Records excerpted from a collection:
"""
PR #1189, opened 2020-07-08
Finish implementing redactions

Kegsay:
- Handle `OutputTypeRedactedEvent` events in `syncapi` and modify event JSON accordingly. 
- Only send `m.room.redaction` events to clients when redactions have been validated as per spec:

> servers should not apply or send redactions to clients until both the redaction event and original event have been seen, and are valid. 

https://matrix.org/docs/spec/rooms/v3#authorization-rules-for-events


syncapi/consumers/roomserver.go
```diff
@@ -81,11 +81,18 @@ func (s *OutputRoomEventConsumer) onMessage(msg *sarama.ConsumerMessage) error {
 
 	switch output.Type {
 	case api.OutputTypeNewRoomEvent:
+		// Ignore redaction events. We will add them to the database when they are
+		// validated (when we receive OutputTypeRedactedEvent)
+		if output.NewRoomEvent.Event.Type() == gomatrixserverlib.MRoomRedaction && output.NewRoomEvent.Event.StateKey() == nil {
```
neilalexander, line 86: Is `output.NewRoomEvent.Event.StateKey() == nil` right here or can it also be `""` as well as `nil`?

Kegsay: It _has_ to be nil. Redactions are not state events so if we get one we should not handle it as one.

PR #1191, opened 2020-07-09
Reduce federation sender wedges

neilalexander:
This PR attempts to reduce wedges in the federation sender.

It does so by:
1. Removing the `pendingPDUs` atomic and replacing it with `waitForPDUs`, which is just overall easier to understand and less prone to fall out of sync;
2. Remove a `select` on the main background loop which is no longer necessary.

This *appears* to improve reliability on my local testing with the Yggdrasil demo quite substantially.

### DIFF
--- a/federationsender/queue/destinationqueue.go
+++ b/federationsender/queue/destinationqueue.go
@@ -32,6 +32,7 @@ import (
 )
 
 const maxPDUsPerTransaction = 50
+const queueIdleTimeout = time.Second * 30
 
 // destinationQueue is a queue of events for a single destination.
 // It is responsible for sending the events to the destination and
@@ -52,7 +53,6 @@ type destinationQueue struct {
 	transactionIDMutex sync.Mutex                              // protects transactionID
 	transactionID      gomatrixserverlib.TransactionID         // last transaction ID
 	transactionCount   atomic.Int32                            // how many events in this transaction so far
-	pendingPDUs        atomic.Int64                            // how many PDUs are waiting to be sent
 	pendingEDUs        []*gomatrixserverlib.EDU                // owned by backgroundSend
 	pendingInvites     []*gomatrixserverlib.InviteV2Request    // owned by backgroundSend
 	notifyPDUs         chan bool                               // interrupts idle wait for PDUs
@@ -68,7 +68,6 @@ func (oq *destinationQueue) sendEvent(nid int64) {
 		log.Infof("%s is blacklisted; dropping event", oq.destination)
 		return
 	}
-	oq.wakeQueueIfNeeded()
 	// Create a transaction ID. We'll either do this if we don't have
 	// one made up yet, or if we've exceeded the number of maximum
 	// events allowed in a single tranaction. We'll reset the counter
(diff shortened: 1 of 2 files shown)


federationsender/queue/destinationqueue.go
```diff
@@ -138,26 +139,33 @@ func (oq *destinationQueue) wakeQueueIfNeeded() {
...
+	// channel. This will mean that the backgroundSend will not block.
+	if pendingPDUs > 0 {
+		ch := make(chan bool, 1)
+		close(ch)
+		return ch
+	}
+	// If there are no PDUs pending right now then instead we'll return
+	// the notify channel, so that backgroundSend can pick up normal
+	// notifications from sendEvent.
+	return oq.notifyPDUs
```
Kegsay, line 166: I don't understand why we want to do this.

federationsender/queue/destinationqueue.go
```diff
@@ -95,11 +94,13 @@ func (oq *destinationQueue) sendEvent(nid int64) {
...
-	// wake up if it's asleep. The return to the Add function will only
-	// be 1 if the previous value was 0, e.g. nothing was waiting before.
-	if oq.pendingPDUs.Add(1) == 1 {
-		oq.notifyPDUs <- true
+	// Wake up the queue if it's asleep.
+	oq.wakeQueueIfNeeded()
+	// If we're blocking on waiting PDUs then tell the queue that we
+	// have work to do.
+	select {
+	case oq.notifyPDUs <- true:
```
Kegsay, line 102: We always want to do `wakeQueueIfNeeded` and doing a soft-push onto the notify channel so I would fold this into a single function (and have a function args for whether this is a PDU/EDU/invite)

federationsender/queue/queue.go
```diff
@@ -136,7 +136,7 @@ func (oqs *OutgoingQueues) SendEvent(
 	}
 
 	for _, destination := range destinations {
-		oqs.getQueue(destination).sendEvent(nid)
+		go oqs.getQueue(destination).sendEvent(nid)
```
Kegsay: Why would `sendEvent` block in the new implementation? This could spawn a lot of goroutines, and even though Go supports millions of them this is not a good way to go about it I think.

federationsender/queue/destinationqueue.go
neilalexander: If there are no PDUs waiting in the database then returning `oq.notifyPDUs` allows `backgroundSend` to block for 30 seconds waiting for incoming PDUs. If `sendEvent` fires in the interim, then `oq.notifyPDUs` wakes up the `select`.

federationsender/queue/destinationqueue.go
neilalexander: When EDUs and invites are also following the same mechanism then that would probably make sense. For now it doesn't as `incomingEDUs`/`incomingInvites` are used instead.

federationsender/queue/queue.go
neilalexander: You're right - with the `select` it shouldn't block so I've taken the `go` out.

neilalexander:
The reason that I moved away from the `pendingPDUs` channel in the first place is precisely so that we don't have to store all of these things in memory, especially for queues that might never come back to life.

Kegsay:
> The reason that I moved away from the pendingPDUs channel in the first place is precisely so that we don't have to store all of these things in memory, especially for queues that might never come back to life.

When queues die they can close the channel to reclaim memory, and rehydrate from the database when they spin up again. I'd rather consume a bit more memory and grok this code better to be honest.

neilalexander:
> > The reason that I moved away from the pendingPDUs channel in the first place is precisely so that we don't have to store all of these things in memory, especially for queues that might never come back to life.
> 
> When queues die they can close the channel to reclaim memory, and rehydrate from the database when they spin up again. I'd rather consume a bit more memory and grok this code better to be honest.

It can take a very long time for that to happen though - currently the backoff will let us reach 18 hours before we get as far as nuking a dead queue. Plus I am already worried about memory usage on mobile as it is, especially given that nodes are much more likely to come and go in P2P settings.

I get that the shape is a little strange but I think I have reasoned fairly well about it in my head at the moment and once invites/EDUs are moved over too then it should make more sense. It's complicated right now because it is a hybrid either way.

PR #1193, opened 2020-07-09
Add User-Interactive Authentication 

Kegsay:
And use it when deleting a device. With tests.

Make all the device management APIs pass.


Kegsay:
Tests fail because of https://github.com/matrix-org/sytest/pull/910

PR #1200, opened 2020-07-14
Fix database lock errors in User API in SQLite mode

neilalexander:
This wraps the accounts, profiles and three PID tables in `TransactionWriter`s so that we don't hit locking issues in SQLite when registering and modifying accounts.


neilalexander:
Closing this as I don't like the direction of it.

PR #1201, opened 2020-07-14
Protect User API SQLite calls with mutexes

neilalexander:
This PR replaces #1200, which probably would have been more correct ordinarily, but it meant that we ended up taking three separate database transactions to create a user account and pretty much broke any possibility of being able to roll back some or all of the changes if something went wrong.

### DIFF
--- a/userapi/storage/accounts/sqlite3/storage.go
+++ b/userapi/storage/accounts/sqlite3/storage.go
@@ -40,7 +40,10 @@ type Database struct {
 	threepids    threepidStatements
 	serverName   gomatrixserverlib.ServerName
 
-	createAccountMu sync.Mutex
+	accountsMu     sync.Mutex
+	profilesMu     sync.Mutex
+	accountDatasMu sync.Mutex
+	threepidsMu    sync.Mutex
 }
 
 // NewDatabase creates a new accounts and profiles database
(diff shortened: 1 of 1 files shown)


userapi/storage/accounts/sqlite3/storage.go
```diff
@@ -281,6 +322,8 @@ func (d *Database) RemoveThreePIDAssociation(
 func (d *Database) GetLocalpartForThreePID(
 	ctx context.Context, threepid string, medium string,
 ) (localpart string, err error) {
+	d.threepidsMu.Lock()
+	defer d.threepidsMu.Unlock()
 	return d.threepids.selectLocalpartForThreePID(ctx, nil, threepid, medium)
```
Kegsay, line 327: Read transactions do not need protection. They will never encounter or cause 'database is locked' errors. Only write transactions can. We don't need to mutex here and in other SELECT places.

userapi/storage/accounts/sqlite3/storage.go
```diff
@@ -124,8 +143,12 @@ func (d *Database) CreateGuestAccount(ctx context.Context) (acc *api.Account, er
...
 	// race with CreateAccount
 	// We know we'll be the only process since this is sqlite ;) so a lock here will be all that is needed.
-	d.createAccountMu.Lock()
-	defer d.createAccountMu.Unlock()
+	d.profilesMu.Lock()
+	d.accountDatasMu.Lock()
+	d.accountsMu.Lock()
+	defer d.profilesMu.Unlock()
+	defer d.accountDatasMu.Unlock()
+	defer d.accountsMu.Unlock()
```
Kegsay, line 151: I don't like how we have so many mutexes. We run the risk of deadlocking if we lock in the wrong order for `CreateGuestAccount` and  `CreateAccount`, we should at least comment that here.

neilalexander: The alternative is that we just have a single lock for all write operations?

userapi/storage/accounts/sqlite3/storage.go
neilalexander: fixed

userapi/storage/accounts/sqlite3/storage.go
Kegsay: That would work, but this works too.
"""
* **WHAT THE EXERCISE ASKS**
Above are records; repeat only the lines starting at the line with "PR #1191, opened 2020-07-09" and ending at the line with "-52,7 +53,6 @@", exactly as they appear, both included.

* **RESULT FOR THIS TASK**
PR #1191, opened 2020-07-09
Reduce federation sender wedges

neilalexander:
This PR attempts to reduce wedges in the federation sender.

It does so by:
1. Removing the `pendingPDUs` atomic and replacing it with `waitForPDUs`, which is just overall easier to understand and less prone to fall out of sync;
2. Remove a `select` on the main background loop which is no longer necessary.

This *appears* to improve reliability on my local testing with the Yggdrasil demo quite substantially.

### DIFF
--- a/federationsender/queue/destinationqueue.go
+++ b/federationsender/queue/destinationqueue.go
@@ -32,6 +32,7 @@ import (
 )
 
 const maxPDUsPerTransaction = 50
+const queueIdleTimeout = time.Second * 30
 
 // destinationQueue is a queue of events for a single destination.
 // It is responsible for sending the events to the destination and
@@ -52,7 +53,6 @@ type destinationQueue struct {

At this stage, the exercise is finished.